**Exercise brief:** Some lines in the data below hold the string "types". Report how many, as a bare number.

**Records contained in a dataset:**
·····

Issue #674, opened 2019-05-24
Reference string in somatic-exome.cwl


Stikus:
Hello.
According to these lines in files: [somatic_exome.cwl#L13](https://github.com/genome/analysis-workflows/blob/master/definitions/pipelines/somatic_exome.cwl#L13), [detect_variants.cwl#L10](https://github.com/genome/analysis-workflows/blob/master/definitions/pipelines/detect_variants.cwl#L10), [varscan_pre_and_post_processing.cwl#L11](https://github.com/genome/analysis-workflows/blob/master/definitions/subworkflows/varscan_pre_and_post_processing.cwl#L11), [varscan.cwl#L7](https://github.com/genome/analysis-workflows/blob/master/definitions/subworkflows/varscan.cwl#L7) 'reference' is a 'string', but for real it is still a 'file' and [this](https://github.com/genome/analysis-workflows/blob/master/definitions/tools/varscan_somatic.cwl#L6) script calling 'samtools mpileup' with '-f' flag, which specifies 'file', not 'string'.
I assume that 'reference' string from file [somatic_exome.yaml#L59](https://github.com/genome/analysis-workflows/blob/master/example_data/somatic_exome.yaml#L59) is path to some directory that is mounted to docker-container by default or after some docker-engine settings. Is it correct?
I think so because CWL-files dont specify 'reference' as file and cwltool dont transfer this 'reference' to docker-container as file.

If I'm correct - can you tell how to run your workflow without this 'reference' in docker-containers? Do I need to modify all CWL-files to switch 'reference' type from 'string' to 'File'?

And is 'chr17_test.fa' file in [exome_workflow.tgz](https://github.com/genome/analysis-workflows/blob/master/example_data/exome_workflow.tgz) same as  'chr17_test.fa' file from [somatic_exome.yaml#L59](https://github.com/genome/analysis-workflows/blob/master/example_data/somatic_exome.yaml#L59)?

johnegarza:
[...]

PR #682, opened 2019-05-29
Support for both 'File' and 'string' types of 'reference' input in  varscan_pre_and_post_processing.cwl

serge2016:
For better compatibility of the repo with other users in the internet I suggest to add both types (`string` and `File` with `secondaryFiles`) for `reference` input.
For now (in this PR) just to show the possibility one subworkflow was modified: `varscan_pre_and_post_processing.cwl`.

The correctness of this CWL code is discussed: https://github.com/common-workflow-language/common-workflow-language/issues/858.

The purpose of both types for this input is described: https://github.com/genome/analysis-workflows/issues/674.

### DIFF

·····

**Solution for this problem:** 3